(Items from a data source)
******
PR #3746, opened 2021-08-17
add an assertEthBalancesAndHoldings fn

geoknee:
to gas benchmarks.

 Buy calling this function at judicious moments during the benchmarking script,
 we can be sure the script achieves the defined goal of moving money through a network of channels to Alice

### DIFF
--- a/packages/nitro-protocol/gas-benchmarks/fixtures.ts
+++ b/packages/nitro-protocol/gas-benchmarks/fixtures.ts
@@ -1,6 +1,6 @@
 import {Signature} from '@ethersproject/bytes';
 import {Wallet} from '@ethersproject/wallet';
******
> **INSTRUCTIONS FOR THE TASK**
Copy out every line of the data where the word "packages" occurs.

> **RESULT FOR THIS EXERCISE**
--- a/packages/nitro-protocol/gas-benchmarks/fixtures.ts
+++ b/packages/nitro-protocol/gas-benchmarks/fixtures.ts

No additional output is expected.